We summarized the most important near-term (M32 nm) difficult challenges in yield enhancement in our January issue.2 Because the detection of particles at the critical size may not exist, fabs may have to settle for detection of defects on or about the size of the critical dimension (depending on the process step). One of the growing needs is to measure line-edge roughness and be able to correlate such features to device leakage and performance. High-aspect-ratio feature inspection has been an ongoing concern, especially for memory manufacturers, but also in logic with the vast populations of contacts and vias. E-beam inspection does not meet the throughput requirements for this application.
Looking at the long-term difficult challenges, of course, nothing gets easier with respect to yield enhancement. Today, there is little correlation between type of contaminant and yield. For instance, some organic materials may have a greater impact on device yield than other organic contaminants.

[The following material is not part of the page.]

PR #6924, opened 2026-05-01
[gcp_kms] add small sleep to get public key

### LINKED ISSUE #6923: gcp_kms keymanager plugin gives up too quickly when getting the public key for an rsa-4096 size key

Wafer bevel and edge regions must be better controlled. Parametric-sensitive yield models are needed.
The defect budget target calculations for the 2005, 2003 and 2001 ITRS were all based on results of three studies of particle per wafer pass (PWP) levels at Sematech member companies (2000, 1999 and 1997). These targets were extrapolated from median PWP value per generic process tool type, and then scaled to microprocessor- and DRAM-generic process flows. A negative binomial model is used, where overall die yield is the product of systematic and random defect-limited yield. Table 1 shows the yield and product maturity assumptions used to calculate electrical fault density values and PWP defect budget targets for MPUs and DRAMs. Table 2 is an excerpt of the random PWP defect budget targets necessary to meet the stated assumptions for a cost-performance MPU with primarily logic transistor functionality and a small cache.